Some further explanation

This was our third occupation in four years, but was quite different from the previous two, when Bob Kerrey was the university president. The issues then had much more to do with the tension between Kerrey, on the one hand, and the students and the faculty, on the other. The local and national contexts were also very different. Now the New School occupation has occurred at the time of the broad social movement that is Occupy Wall Street. While President Kerry called in the police, to the deep consternation of The New School community, David Van Zandt, was much more open and understanding. His first response as reported to the Times: “As long as they’re not disrupting the educational functions of the university they can stay… It’s a tough time for students right now, and we’re aware of that. These are big social issues.” And he followed with a series of additional statements in which he sought common ground with the occupiers, attempting to avoid conflict. Yet, perhaps inevitably, there was conflict and controversy. The different perspectives are illuminating.

The occupation was from the outset planned and executed by the “All City Student Occupation.” This is an overarching body of the NYC university students. They are not necessarily representative, but are linked to all the individual school assemblies. They posted a series of statements throughout the course of the occupation.The New School General Assembly reposted from there and at its own site. These sites provided a student view of the occupation, until a fateful General Assembly in which the pressing issue was whether to accept or reject an offer by Van Zandt of moving and limiting the action. A telling majority accepted the offer. A committed minority questioned the legitimacy of the decision and stayed.

At the GA: there were about 150 people. The vote accepting the Van Zandt offer was about 90 yes and 25 no. The vote wasn’t completely clear, though those in favor clearly prevailed. The discussion at some points was civil and reasonable, at other points, not.

Then things became difficult. In the night of Nov 22, a group of the “no voters” decided to stay. Most of the participants by then had vacated 90 Fifth. They left or moved to the Kellen Gallery. The remaining 90 5th Ave occupiers opened a new blog and published statements there.

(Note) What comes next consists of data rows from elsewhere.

Issue #8666, opened 2023-03-31
[scroll-animations-1] Physical axis names mismatch


fantasai:
`scroll-snap-type` uses `x` and `y`, but `scroll-timeline-axis` uses `horizontal` and `vertical`. We should get these aligned. :)

fantasai:
Proposal: rename `horizontal` and `vertical` keywords in Scroll Animations to `x` and `y` to match Scroll Snap (`scroll-snap-type`) and Overflow (`overflow-x/y`).

birtles:
Seems reasonable to me.

flackr:
Sounds good to me.

astearns:
Looks like enough consensus to me :) 

The CSSWG will automatically accept this resolution one week from now if no objections are raised here. Anyone can add an emoji to this comment to express support. If you do not support this resolution, please add a new comment.

Proposed Resolution: Rename horizontal and vertical keywords in Scroll Animations to x and y to match Scroll Snap (scroll-snap-type) and Overflow (overflow-x/y).

astearns:
**Resolved**: Rename horizontal and vertical keywords in Scroll Animations to x and y to match Scroll Snap (scroll-snap-type) and Overflow (overflow-x/y).

PR #8774, opened 2023-04-27
[scroll-animations-1] Rename physical axes to x/y

andruud:
#8666


andruud:
@fantasai Please have a look.

The keyword order most consistent with scroll snap would be `x | y | block | inline`, but I figured the initial value should come first ...

bramus (approved):

PR #8779, opened 2023-04-29
[anchor-position] Allow anchoring to abspos anchors

### LINKED ISSUE #8165: [css-anchor-1] Can't anchor one popover to another
Right now we can't anchor one [popover](https://github.com/whatwg/html/pull/8221) to another, because:
- Popovers are in the document's [top layer](https://fullscreen.spec.whatwg.org/#top-layer), which means they are absolutely positioned with either viewport or ICB as the containing block
- Then none of them can be an [acceptable anchor](https://drafts4.csswg.org/css-anchor-1/#acceptable-anchor-element) for another

This means we can't support some very important use cases like nested popover menus.

Not sure exactly which spec to fix (top level, popover or CSS anchor). One possible idea to fix it in CSS is: maybe we can take tree ordering into consideration? If two abspos elements are in the same containing block, the second can anchor to the first.

cc @mfreed7

xiaochengh:
Fixes #8165

Add the idea of https://github.com/w3c/csswg-drafts/issues/8165#issuecomment-1499517290 to spec text.

@tabatkins

### DIFF
--- a/css-anchor-position-1/Overview.bs
+++ b/css-anchor-position-1/Overview.bs
@@ -611,37 +611,20 @@ might not be capable of anchoring the positioned element.
 <div algorithm="acceptable anchor element">
 	An element |el| is a <dfn export>acceptable anchor element</dfn>
 	for an [=absolutely positioned=] element |query el|
-	if any of the following are true:
+	if all of the following are true:
 
-	* |query el| is in a higher [=root layer=] than |el|.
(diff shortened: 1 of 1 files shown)


TheZinna:
> Fixes #8165
> 
> Add the idea of https://github.com/w3c/csswg-drafts/issues/8165#issuecomment-1499517290 to spec text.
> 
> @tabatkins

PR #8814, opened 2023-05-07
[css-view-transitions-1] Rename snapshot-root to snapshot containing block

### LINKED ISSUE #8505: [css-view-transitions-1] Enforce ::view-transition to be fixed position
The `::view-transition` pseudo-element is positioned relative to the snapshot root outlined in the spec [here](https://drafts.csswg.org/css-view-transitions-1/#pseudo:~:text=Its%20containing%20block%20is%20the%20snapshot%20root.) irrespective of the value of its `position` property. This was resolved in #7859.

It is also meant to be the containing block for its child pseudo-elements, the `::view-transition-group`, clarified in the spec [here](https://drafts.csswg.org/css-view-transitions-1/#pseudo:~:text=This%20element%20provides%20a%20containing%20block%20for%20all%20%3A%3Aview%2Dtransition%2Dgroup()%20pseudo%2Delements.). This is done by UA CSS setting its `position` property to `fixed`.

It's unclear what should happen if developer CSS modifies the `position` value for this element. We don't have any developer use-case where that's needed. Also the transform value computed by the UA and set on `::view-transition-group` pseudo-elements is in the snapshot root's coordinate space. This relies on these elements being positioned relative to `::view-transition` which itself uses snapshot root as its containing block.

The proposal is to state that the `position` value for `::view-transition` always computes to `fixed`. I'd also be open to using `absolute` since its containing block is not the ICB and the desired behaviour is to make it a containing block for descendants. This is similar to what's done for top layer elements, spec'd [here](https://fullscreen.spec.whatwg.org/#new-stacking-layer:~:text=If%20its%20specified%20position%20property%20is%20not%20absolute%20or%20fixed%2C%20it%20computes%20to%20absolute.).

noamr:
[css-view-transitions-1] Rename snapshot-root to snapshot containing block and determine that the snapshot CB is an absolute/fixed positioning containing block for its descendants.

Based on [this resolution](https://github.com/w3c/csswg-drafts/issues/8505#issuecomment-1505587046).
Closes #8505

### DIFF
--- a/css-view-transitions-1/Overview.bs
+++ b/css-view-transitions-1/Overview.bs
@@ -621,16 +621,13 @@ urlPrefix: https://wicg.github.io/navigation-api/; type: interface;
 
 ### <dfn>::view-transition</dfn> ### {#::view-transition}
 
-	<div class=note>This element provides a containing block for all ''::view-transition-group()'' pseudo-elements.</div>
+	<div class=note>This element serves as a parent for all ''::view-transition-group()'' pseudo-elements.</div>
 
 	A [=tree-abiding pseudo-element=] that is also
 	a [=pseudo-element root=].
 	Its [=originating element=] is the document's [=document element=].
 
 	Its [=containing block=] is the [=snapshot containing block=].
-
-	The [=snapshot containing block=] is considered to be an [=absolute positioning containing block=]
-	and a [=fixed positioning containing block=] for ''::view-transition'' and its descendants.
 
 	The following is added to the [=global view transition user agent style sheet=]:
 
@@ -818,6 +815,9 @@ urlPrefix: https://wicg.github.io/navigation-api/; type: interface;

The students, both activists and non-activists, were split on the occupation. Although they overwhelmingly are, along with the faculty, very supportive of OWS, the occupation of The New School was not as broadly supported. Among many of the faculty, including me, there was the additional factor: strong support for the way David Van Zandt has handled the crisis, always supporting the mission of the school, which includes its traditional openness to progressive social, political and cultural expression and action, coupled with a strong commitment to its various educational divisions and programs.

In the end, my ambivalence about the occupation turned to opposition, not understanding the justification of occupation, being appalled by what some did in the occupied space, supporting the President’s response, wanting to minimize the negative impact of the occupation on my intellectual home, while still supporting the project of OWS.  I think this was the conclusion of many, probably most, of my colleagues and students. I look forward to further informed reflection on the issues involved here, which are far from settled at The New School, and beyond.